PR #1950, opened 2019-04-18
Fix shape inference for slice

### LINKED ISSUE #1949: shape inference bug of op "Slice 10"
this shape inference function fails even in simple cases, for example a ONNX graph that only contains 1 slice whose inputs such as "starts" are all const nodes except the "data".

hariharans29:
Resolves #1949


onnx/defs/tensor/defs.cc
```diff
@@ -536,96 +537,156 @@ ONNX_OPERATOR_SET_SCHEMA(
...
+                initializer->data_type() == TensorProto::INT64) {
               const std::string& bytes = initializer->raw_data();
               vec.insert(
                   vec.end(),
                   reinterpret_cast<const int64_t*>(bytes.c_str()),
                   reinterpret_cast<const int64_t*>(
                       bytes.c_str() + bytes.size()));
-            } else {
+            } else if (
+                initializer->has_raw_data() &&
```
snnn: It may have byte-order issue.

hariharans29: you mean endianness of the machine we are trying to parse the raw data ? That's a good point.  Thanks. I will fix it.

snnn: You may use [this](https://github.com/Microsoft/onnxruntime/blob/master/onnxruntime/core/framework/tensorprotoutils.cc#L49) as a reference.

hariharans29: Oh I didn't see your comment - I implemented it already and tested it. You may take a look.

snnn:
LGTM.

linkerzhang:
@houseroad @spandantiwari please take care of the pytorch failure accordingly. Thank you! btw, @hariharans29 the pytorch ci failure is not a blocker for the PR merge. Will merge this later but give pytorch folks some time  to be aware of it.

__________

* [HOW TO COMPLETE THIS TASK]: Every entry above should be duplicated exactly.

* [RESPONSE TO THIS EXERCISE]:
PR #1950, opened 2019-04-18
Fix shape inference for slice

### LINKED ISSUE #1949: shape inference bug of op "Slice 10"
this shape inference function fails even in simple cases, for example a ONNX graph that only contains 1 slice whose inputs such as "starts" are all const nodes except the "data".

hariharans29:
Resolves #1949


onnx/defs/tensor/defs.cc
```diff
@@ -536,96 +537,156 @@ ONNX_OPERATOR_SET_SCHEMA(
...
+                initializer->data_type() == TensorProto::INT64) {
               const std::string& bytes = initializer->raw_data();
               vec.insert(
                   vec.end(),
                   reinterpret_cast<const int64_t*>(bytes.c_str()),
                   reinterpret_cast<const int64_t*>(
                       bytes.c_str() + bytes.size()));
-            } else {
+            } else if (
+                initializer->has_raw_data() &&
```
snnn: It may have byte-order issue.

hariharans29: you mean endianness of the machine we are trying to parse the raw data ? That's a good point.  Thanks. I will fix it.

snnn: You may use [this](https://github.com/Microsoft/onnxruntime/blob/master/onnxruntime/core/framework/tensorprotoutils.cc#L49) as a reference.

hariharans29: Oh I didn't see your comment - I implemented it already and tested it. You may take a look.

snnn:
LGTM.

linkerzhang:
@houseroad @spandantiwari please take care of the pytorch failure accordingly. Thank you! btw, @hariharans29 the pytorch ci failure is not a blocker for the PR merge. Will merge this later but give pytorch folks some time  to be aware of it.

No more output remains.